Gap widens after Nats shut out for second straight night

The reeling Nationals offense wasted a brilliant performance from Jordan Zimmermann, falling to the Dodgers 3-0.

Dodgers ace Clayton Kershaw retired the first 16 Nationals, taking a perfect game into the sixth before Michael A. Taylor ripped a one-out double over Joc Pederson's head in center. But Kershaw calmly coaxed two groundouts from Zimmermann and Yunel Escobar to strand Taylor.

zimmermann pitching coors field sidebar.jpgAnthony Rendon smoked a leadoff single in the seventh and Kershaw responded by fanning Bryce Harper, Ryan Zimmerman and Jayson Werth to end the inning.

Taylor added another single with two outs in the eighth, but Danny Espinosa grounded out softly to shortstop Kike Hernandez. That's all the Nationals could muster against Kershaw, who struck out eight over eight scoreless innings. Closer Kenley Jansen finished off the Nats in the ninth, whiffing Harper to end the game.

Kershaw has shut out the Nats over 16 innings in two wins this year, striking out 22 without a walk, while yielding just six hits.

Zimmermann went toe-to-toe with Kershaw, surrendering only one run on two hits with one walk and a season-high nine strikeouts.

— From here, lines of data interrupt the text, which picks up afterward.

Issue #4725, opened 2022-05-12
Investigate grouping specifier and version fields by dependency name in pnpm-lock.yaml importers section to reduce merge conflicts


gluxon:
See context in https://github.com/pnpm/rfcs/pull/1#discussion_r838996282. Filing an issue and assigning myself for personal tracking.

## Before

```yaml
# pnpm-lock.yaml
importers:

  project:
    specifiers:
      react: ^1.0.0
      react-dom: ^1.0.0
    dependencies:
      react: 1.0.0
      react-dom: 1.0.0_react-dom@1.0.0
```

## After

```yaml
# pnpm-lock.yml
importers:
  project:
    dependencies:

      react:
        specifier: ^1.0.0
        version: 1.0.0_react-dom@1.0.0

      react-dom:
        specifier: ^1.0.0
        version: 1.0.0
```

The first version of this will be hidden behind a feature flag and limited to the `PnpmLockfile` serialization/deserialization stages.

PR #5091, opened 2022-07-25
feat: add experimental use-inline-specifiers-lockfile-format 

gluxon:
Fixes https://github.com/pnpm/pnpm/issues/4725.

This experimental lockfile format reduces merge conflicts when dependencies on adjacent lines are updated in different commits. See linked issue for an in-depth description of the formatting changes in this PR and the motivation.

## Toy Example

Suppose the following `package.json` and (partial) `pnpm-lock.yaml`

```jsonc
// packages/example/package.json
{
  "name": "example"
  "dependencies": {
    "bar": "^1.0.0",
    "baz": "^1.0.0",
    "qux": "^1.0.0"
  }
}
```

```yaml
# pnpm-lock.yaml (partial)
importers:

  packages/example:
    specifiers:
      bar: ^1.0.0
      baz: ^1.0.0
      qux: ^1.0.0
    dependencies:
      bar: 1.0.0
      baz: 1.0.0
      qux: 1.0.0
```

If the following `package.json` changes were made in different commits, this would cause a merge conflict in `pnpm-lock.yaml`.

<details>
<summary>Commit A (Upgrades bar)</summary>
```diff
 {
   "name": "example"
   "dependencies": {
-    "bar": "^1.0.0",
+    "bar": "^2.0.0",
     "baz": "^1.0.0",
     "qux": "^1.0.0"
   }
 }
```
</details>

<details>
<summary>Commit B (Upgrades baz)</summary>
```diff
 {
   "name": "example"
   "dependencies": {
     "bar": "^1.0.0",
-    "baz": "^1.0.0",
+    "baz": "^2.0.0",
     "qux": "^1.0.0"
   }
}
```
</details>

This is because `pnpm-lock.yaml` serializes these dependency resolutions next to each other. The diffs are "*touching*".

```diff
 importers:
   specifiers:
-    bar: ^1.0.0 # Commit A
+    bar: ^2.0.0 # Commit A
-    baz: ^1.0.0 # Commit B
+    baz: ^2.0.0 # Commit B
     qux: ^1.0.0
   dependencies:
-    bar: 1.0.0 # Commit A
+    bar: 2.0.0 # Commit A
-    baz: 1.0.0 # Commit B
+    baz: 2.0.0 # Commit B
     qux: 1.0.0
```

With `use-inline-specifiers-lockfile-format` set, the changes are no longer happening on adjacent lines. In the example below, the diff changes multiple lines, but the grouped line changes are from different commits.

```diff
 importers:
   dependencies:
     bar:
-      specifier: ^1.0.0 # Commit A
+      specifier: ^2.0.0 # Commit A
-      version: 1.0.0 # Commit A
+      version: 2.0.0 # Commit A
     baz:
-      specifier: ^1.0.0 # Commit B
+      specifier: ^2.0.0 # Commit B
-      version: 1.0.0 # Commit B
+      version: 2.0.0 # Commit B
     qux:
       specifier: ^1.0.0
       version: 1.0.0
```

Astute observers may notice that the `package.json` file in this example would probably merge conflict. One option to prevent that would be https://github.com/pnpm/rfcs/pull/1.

## Real World Example

Here's `pnpm-lock.yaml` on commit eb2426cf8 with `use-inline-specifiers-lockfile-format = true` set in `.npmrc`.

Lockfile itself: https://gist.github.com/gluxon/7bb61624023bbdbdff3da4f917eccd0f
Diff of lockfile: https://gist.github.com/gluxon/a64f0bdc74ca9d99c1fc0723ed6f74fb

## Existing Problems

The `specifiers` block still appears in the serialized `pnpm-lock.yaml` due to the `normalizeLockfile` function running after the converters.

https://github.com/pnpm/pnpm/blob/01c5834bff76dda939d35a0fd96aee1f48594b9c/packages/lockfile-file/src/write.ts#L105

This could be addressed by making `normalizeLockfile` aware of the feature flag, but that feels architecturally strange. I think this is a non-issue since this is a feature-flagged change, but wanted to call it out in case that's incorrect.


packages/config/src/Config.ts
```diff
@@ -157,6 +157,9 @@ export interface Config {
   changedFilesIgnorePattern?: string[]
   rootProjectManifest?: ProjectManifest
   userConfig: Record<string, string>
+
+  // feature flags for experimental testing
+  useInlineSpecifiersLockfileFormat?: boolean // For https://github.com/pnpm/pnpm/issues/4725
```
gluxon, line 162: The idea behind the naming here was that "*specifiers*" are now "inlined" next to their resolved version instead of in their own block.

I think this naming is awful, but can't think of any better ones at the moment.

packages/lockfile-file/src/read.ts
```diff
@@ -225,10 +226,15 @@ async function _readGitBranchLockfiles (
  * Reverts changes from the "forceSharedFormat" write option if necessary.
  */
 function convertFromLockfileFileMutable (lockfileFile: LockfileFile): Lockfile {
-  if (typeof lockfileFile?.['specifiers'] !== 'undefined') {
+  const specifiersFieldIsOnRoot = typeof lockfileFile?.['specifiers'] !== 'undefined'
+  // When inlineSpecifiersFormat is true, the specifiers field may not exist.
+  // Check for one of the dep type fields that were moved to the root instead.
+  const someDepFieldIsOnRoot = DEPENDENCIES_FIELDS.some(depType => lockfileFile[depType] != null)
+
+  if (specifiersFieldIsOnRoot || someDepFieldIsOnRoot) {
```
gluxon: When the shared lockfile format is used, `specifiers`, `dependencies`, `devDependencies`, and `optionalDependencies` may appear as keys on the root of the lockfile. At the moment this logic only checks for the `specifiers` key to guess whether the lockfile was serialized using the shared lockfile format.

After the changes in this PR, we unfortunately can't rely on the presence of `specifiers` on the root to detect the shared lockfile format since the "inline specifiers" format removes `specifiers`. We're now checking for one of the other fields. **This patch is only change not gated behind the feature flag.** Assuming the logic is correct, it should not change runtime behavior when the flag is off though.

If that's not okay, I can revert the change to this function and have `convertToInlineSpecifiersFormat` write out an empty `specifiers: {}` block. The thinking was that we'll have to remove the check for `specifiers` here if we end up adopting the changes in this feature flag, so I might as well commit this planned change and have it up for review.

.changeset/fifty-rats-jog.md
```diff
@@ -0,0 +1,8 @@
+---
+"@pnpm/config": minor
```
gluxon, line 2: Is `minor` the right semver change for a flagged feature? This didn't feel like a `patch`, but I could be wrong.

gluxon:
Is there potentially a bad cache on the `windows-latest / Node.js 14.6` check? The check passes on a forked repo for the same commit: https://github.com/gluxon/pnpm/actions/runs/2729853189

It looks like TypeScript is attempting to compile `make-dedicated-lockfile` before compiling `lockfile-file`?

packages/lockfile-file/src/experiments/inlineSpecifiersLockfileConverters.ts
```diff
@@ -0,0 +1,105 @@
...
+    ...rest,
+    importers: mapValues(importers, revertProjectSnapshot),
+  }
+}
+
+function convertProjectSnapshotToInlineSpecifiersFormat (
+  projectSnapshot: ProjectSnapshot
+): InlineSpecifiersProjectSnapshot {
+  const { specifiers } = projectSnapshot
+  return {
```
zkochan, line 54: we might have other fields, not only dependenciesMeta, so better do

```suggestion
  return {
    ...projectSnapshot,
```

packages/lockfile-file/src/experiments/inlineSpecifiersLockfileConverters.ts
```diff
@@ -0,0 +1,105 @@
...
+    dependencies: projectSnapshot.dependencies != null
+      ? convertResolvedDependenciesToInlineSpecifiersFormat(projectSnapshot.dependencies, { specifiers })
```
zkochan: it will be shorter if you add specifiers as the first argument and then make a new function. like

```
const _convertResolvedDependenciesToInlineSpecifiersFormat = convertResolvedDependenciesToInlineSpecifiersFormat.bind(null, { specifiers })
```

zkochan: or you may use a loop

```
for (const depField of DEPENDENCIES_FIELDS) {
  newImporter[depField] = projectSnapshot[depField]......
}
```

packages/lockfile-file/src/read.ts
zkochan: can't you just check the existence of "importers" field instead?

packages/lockfile-file/src/sortLockfileKeys.ts
```diff
@@ -38,6 +39,7 @@ const ROOT_KEYS_ORDER = {
   overrides: 3,
   packageExtensionsChecksum: 4,
   patchedDependencies: 5,
+  [InlineSpecifiersFormatLockfileKey]: 6,
```
zkochan: we have a lockfile version field already. Maybe just use a new version for it. Like `v6.0-alpha.0`

packages/lockfile-file/src/read.ts
gluxon: Yes, that seems much better. Thanks for the suggestion.

packages/lockfile-file/src/experiments/inlineSpecifiersLockfileConverters.ts
gluxon: You're right, thanks for catching.

packages/lockfile-file/src/sortLockfileKeys.ts
gluxon: I can do that. Was a bit worried about that making it harder to back out this change if we don't want to introduce this in v6.0?

What are your thoughts on `vCURRENT-inlineSpecifiers`? That makes it harder for multiple lockfile format feature flags. I think that's very unlikely, but wanted to keep that possible. Happy to just discard the extra field and reuse the version field.

zkochan: `5.4-inlineSpecifiers` sounds good to me as well.

gluxon:
Thanks for the suggestions! I'm away from my keyboard for a few more hours, but will update the PR once I get back in ~3 hours.

packages/lockfile-file/src/sortLockfileKeys.ts
gluxon: Should be done in latest push.

packages/lockfile-file/src/experiments/inlineSpecifiersLockfileConverters.ts
gluxon: Agree this could have been much shorter. How does the functional approach that was just pushed look?

https://github.com/pnpm/pnpm/blob/3cd2784df62f6bfc454460367424f96e6b0e27f2/packages/lockfile-file/src/experiments/inlineSpecifiersLockfileConverters.ts#L50-L59

packages/lockfile-file/src/experiments/inlineSpecifiersLockfileConverters.ts
gluxon: Should be fixed in latest push.

gluxon:
Latest force push should:

- Address initial feedback.
- I added a bit more to the changelog cautioning pnpm min version constraints in case anyone discovers this feature and decides to use it.
- I caught that `convertResolvedDependenciesToInlineSpecifiersFormat` could also be simplified with `mapValues` and rewrote that.

zkochan (approved):

zkochan:
I have tried this setting.

Now the lockfile has this:

```
  packages/audit:
    specifiers: {}
    dependencies:
      '@pnpm/error':
        specifier: workspace:*
        version: link:../error

```

I guess the specifiers field shouldn't be there

gluxon:
Thanks for testing @zkochan. I mentioned this briefly under "_Existing Problems_" in the PR description. Would it make sense to just pass a `useInlineSpecifiersFormat` flag into `normalizeLockfile`?

zkochan:
Or alternatively you can duplicate the normalise function for the new format

zkochan:
I am doing it

https://github.com/pnpm/pnpm/pull/5110

gluxon:
Thanks!

PR #5116, opened 2022-07-29
feat(plugin-outdated): add alias out

rromanv:
similar to how the update command has up as alias, adding out as alias to outdated

### DIFF
--- a/packages/plugin-commands-outdated/src/outdated.ts
+++ b/packages/plugin-commands-outdated/src/outdated.ts
@@ -52,7 +52,7 @@ export const shorthands = {
   P: '--production',
 }
 
-export const commandNames = ['outdated']
+export const commandNames = ['outdated', 'out']
 
 export function help () {
   return renderHelp({


zkochan:
We only use aliases that are used by npm cli. There no such alias in npm https://docs.npmjs.com/cli/v8/commands/npm-outdated

rromanv:
> We only use aliases that are used by npm cli. There no such alias in npm https://docs.npmjs.com/cli/v8/commands/npm-outdated

Yeah, I see, I have been using `npm out` for so long that I assumed is an alias, but just noticed I have the same effect using `npm ou` or `npm outd`, looks like with just a subset is enough

rromanv:
I see now why it works, I noticed on [cmd-list.js](https://github.com/npm/cli/blob/latest/lib/utils/cmd-list.js) from npm uses [abrev-js](https://www.npmjs.com/package/abbrev)

PR #5141, opened 2022-08-01
feat: allow to use a custom package importer

zkochan:


packages/pnpm/test/hooks.ts
```diff
@@ -99,3 +99,26 @@ test('filterLog hook filters peer dependency warning', async () => {
     expect.not.stringContaining('requires a peer of rollup')
   )
 })
+
+test('importPackage hooks', async () => {
```
d3lm, line 103: Nice! Was gonna ask if we want to add a test for this as well 👍

packages/pnpmfile/src/requireHooks.ts
```diff
@@ -75,6 +78,7 @@ export default function requireHooks (
   } else {
     cookedHooks.filterLog = globalFilterLog ?? filterLog
   }
+  cookedHooks.importPackage = hooks.importPackage ?? globalHooks.importPackage
```
d3lm, line 81: This makes sense but if a user defines a custom `importPackage` hook it would result in the store hydration to be much slower. Not sure if there's something we can do or if it's their "fault" in that case.

zkochan: Why would someone create a custom importer?

d3lm: Yea that's a good question, probably not a valid use case I was considering.

d3lm: And if they do, they are on their own anyways.

zkochan: Did you mean install would be slower in the webcontainer if a project had a custom hook in a `.pnpmfile.cjs` committed?

d3lm: Yes, because it would then bypass the optimization that I am doing where I can link an entire project and its files with a single FS call.

d3lm: But it's fine I think. It will just be slower then if they have their own custom importer.

d3lm (approved):

PR #5142, opened 2022-08-01
feat: ignore-dep-scripts

zkochan:


d3lm (approved):
Nice 🙏 This looks good!

packages/config/src/Config.ts
```diff
@@ -27,6 +27,7 @@ export interface Config {
   global?: boolean
   dir: string
   bin: string
+  ignoreDepScripts?: boolean
```
d3lm, line 30: Oh, and will this also exclude workspace dependencies? Maybe we can make an exception for workspace deps, as they are a little different than npm dependencies.

zkochan: yes, workspace deps are excluded.

PR #5143, opened 2022-08-02
feat: add new hook that runs pre resolution

d3lm:
This PR adds a new `preResolve` hook that can be used to run some code before resolution kicks in.

### DIFF
--- a/packages/pnpmfile/src/requireHooks.ts
+++ b/packages/pnpmfile/src/requireHooks.ts
@@ -1,5 +1,5 @@
 import path from 'path'
-import type { PreResolveHook } from '@pnpm/core'
+import type { PreResolutioneHook, PreResolutionHookContext, PreResolutionHookLogger } from '@pnpm/core'
 import { hookLogger } from '@pnpm/core-loggers'
 import pathAbsolute from 'path-absolute'
 import type { Lockfile } from '@pnpm/lockfile-types'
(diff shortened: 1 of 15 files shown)


packages/pnpmfile/src/requireHooks.ts
```diff
@@ -92,3 +105,12 @@ function createReadPackageHookContext (calledFrom: string, prefix: string, hook:
     }),
   }
 }
+
+function createPreResolutionHookLogger (prefix: string): PreResolutionHookLogger {
+  const hook = 'preResolution'
+
+  return {
+    info: (message: string) => hookLogger.info({ message, prefix, hook } as any), // eslint-disable-line
+    warn: (message: string) => hookLogger.warn({ message, prefix, hook } as any), // eslint-disable-line
```
d3lm, line 114: ❓ @zkochan Is it expected that on the `hookLogger` it won't show the yellow warning batch when you call `.warn()`?

zkochan: Does it show the message at all?

zkochan (approved):

packages/pnpmfile/src/requireHooks.ts
d3lm: Yes it does, but it's not shown as a warning.

zkochan: I am not sure why. It is probably how it is implemented in the default-reporter package.

PR #6197, opened 2023-03-08
feat: when patch package does not specify a version, use locally installed version by default.

### LINKED ISSUE #6192: pnpm patch doesn't work

repo: https://github.com/tjx666/pnpm-patch-issue

1. `git clone git@github.com:tjx666/pnpm-patch-issue.git`
2. `pnpm install`
3. `pnpm patch @jspm/generator`
4. `pnpm patch-commit /private/var/folders/xxxxxxxx`

### Expected behavior:

No error

### Actual behavior:

image

### Additional information:

```
  System:
    OS: macOS 13.2.1
    CPU: (8) x64 Intel(R) Core(TM) i5-8257U CPU @ 1.40GHz
    Memory: 209.27 MB / 16.00 GB
    Shell: 5.8.1 - /bin/zsh
  Binaries:
    Node: 18.14.2 - ~/Library/Caches/fnm_multishells/62548_1678183298864/bin/node
```

await-ovo:
close #6192 

The following changes were added:
1. Throws a meaningful error when `pnpm patch` does not specify a package:

```
$ pd patch        
 ERR_PNPM_MISSING_PACKAGE_NAME  `pnpm patch` requires the package name
```

2. If the locally installed version is `foo@1.0.0`, running `pnpm patch foo@2` will display a warning message:

```
$ pd patch foo@2  
 WARN  Can not find foo@2 in project /project-dir
```
3.  If no version is specified(`pnpm patch foo`) and there is only one version of `foo` installed locally, then the locally installed version is used directly.

4. If no version is specified(`pnpm patch foo`) and there are multiple versions of foo installed locally, the user will need to manually select which version of foo to patch:

```
$ pd why chalk
Legend: production dependency, optional only, dev only
test-publish@1.0.0

dependencies:
ava 5.2.0
└── chalk 5.2.0
chalk 4.1.2

$ pd patch chalk  
? Choose which version to patch … 
❯ 5.2.0
  4.1.2
```

### DIFF
--- a/patching/plugin-commands-patching/src/getPatchedDependency.ts
+++ b/patching/plugin-commands-patching/src/getPatchedDependency.ts
@@ -1,56 +1,63 @@
-import { searchForPackages, flattenSearchedPackages } from '@pnpm/list'
+import path from 'path'
 import { parseWantedDependency, ParseWantedDependencyResult } from '@pnpm/parse-wanted-dependency'
 import { prompt } from 'enquirer'
-import { logger } from '@pnpm/logger'
-import type { Config } from '@pnpm/config'
+import { readCurrentLockfile } from '@pnpm/lockfile-file'
+import { nameVerFromPkgSnapshot } from '@pnpm/lockfile-utils'
+import { PnpmError } from '@pnpm/error'
+import { WANTED_LOCKFILE } from '@pnpm/constants'
+import semver from 'semver'
 
-export async function getPatchedDependency ({
-  pkg,
-  selectedProjectsGraph,
-  lockfileDir,
-}: {
-  pkg: string
-  lockfileDir: string
-} & Pick<Config, 'selectedProjectsGraph'>): Promise<ParseWantedDependencyResult> {
-  const dep = parseWantedDependency(pkg)
-  let prefixes = [lockfileDir]
-  if (selectedProjectsGraph) {
-    prefixes = Object.values(selectedProjectsGraph).map(project => project.package.dir)
-  }
-  const pkgs = await searchForPackages([pkg], prefixes, {
-    depth: Infinity,
-    lockfileDir,
-  })
+export async function getPatchedDependency (rawDependency: string, lockfileDir: string): Promise<ParseWantedDependencyResult> {
+  const dep = parseWantedDependency(rawDependency)
 
-  const versions = Array.from(new Set(flattenSearchedPackages(pkgs, { lockfileDir })
-    .map(({ version }) => version)))
-    .filter(Boolean) as string[]
+  const { versions, preferredVersions } = await getVersionsFromLockfile(dep, lockfileDir)
 
-  if (dep.alias && dep.pref) {
-    if (!versions.length) {
-      logger.warn({
-        message: `Can not find ${dep.alias}@${dep.pref} in project ${lockfileDir}${versions.length ? `, you can specify currently installed version: ${versions.join(', ')} ` : ''}`,
-        prefix: lockfileDir,
-      })
-    }
+  if (!preferredVersions.length) {
+    throw new PnpmError(
+      'PATCH_VERSION_NOT_FOUND',
+      `Can not find ${rawDependency} in project ${lockfileDir}, ${versions.length ? `you can specify currently installed version: ${versions.join(', ')}.` : `did you forget to install ${rawDependency}?`}`
+    )
   }
 
-  if (versions.length) {
-    dep.alias = dep.alias ?? pkg
-    if (versions.length > 1) {
-      const { version } = await prompt<{
-        version: string
-      }>({
-        type: 'select',
-        name: 'version',
-        message: 'Choose which version to patch',
-        choices: versions,
-      })
-      dep.pref = version
-    } else {
-      dep.pref = versions[0]
-    }
+  dep.alias = dep.alias ?? rawDependency
+  if (preferredVersions.length > 1) {
+    const { version } = await prompt<{
+      version: string
+    }>({
+      type: 'select',
+      name: 'version',
+      message: 'Choose which version to patch',
+      choices: versions,
+    })
+    dep.pref = version
+  } else {
+    dep.pref = preferredVersions[0]
   }
 
   return dep
+}
+
+async function getVersionsFromLockfile (dep: ParseWantedDependencyResult, lockfileDir: string) {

The lone run against Zimmermann came after a leadoff walk to Pederson in the third. After advancing to second on weak groundout from Jose Peraza, Pederson scored when Carl Crawford sliced a two-out single down the left field line. Crawford seemed to be surprised by the result as he was slow out of the box and ended up on first on a hit that should've easily left him at second.

"Strange play on the ball that Crawford hit," Nationals manager Matt Williams explained to reporters. "They called a balk. So Crawford swung at it and hit it down the line and had no idea where it went. The rule they teach young players is if they call a balk, go ahead and swing. It's a free swing. And he was able to get one down the line for their first one."

Zimmermann retired the next 13 batters he faced, striking out the side in the seventh before exiting. He takes the hard luck loss to fall to 8-8 on the year.

"It's a function of who you're facing sometimes, too," Williams told reporters. "Clayton was pretty good tonight, again. (Zimmermann) gave us chance, kept us in the game and gave us a chance to win."

The Dodgers padded their lead in the eighth when right-hander Drew Storen hit Pederson. Pinch-hitter Andre Ethier followed with a drive to the right field corner. Pederson was set to stop at third and Ethier at second until Rendon's relay throw sailed wildly into the seats up the third base line. Both Pederson and Ethier scored on the error as Storen has now allowed eight earned runs in his last three appearances.

With the Mets beating the Rockies for the third straight night, the Nationals dropped 3 1/2 games out of the race for the National League East crown. That's the furthest the Nats have been out of first place since way back on May 10.

Washington was blanked in back-to-back games for the first time this year and shut out for the eighth time overall. The lengthy road trip moves to San Francisco where Stephen Strasburg takes the hill Thursday night.

"We start tomorrow," Williams said to reporters. "We'll get prepared to play the Giants and go from there. We ran into a couple of pretty good pitchers the last two days that can do that to a lot of teams. So we have to bounce from that and get ready for (Thursday)."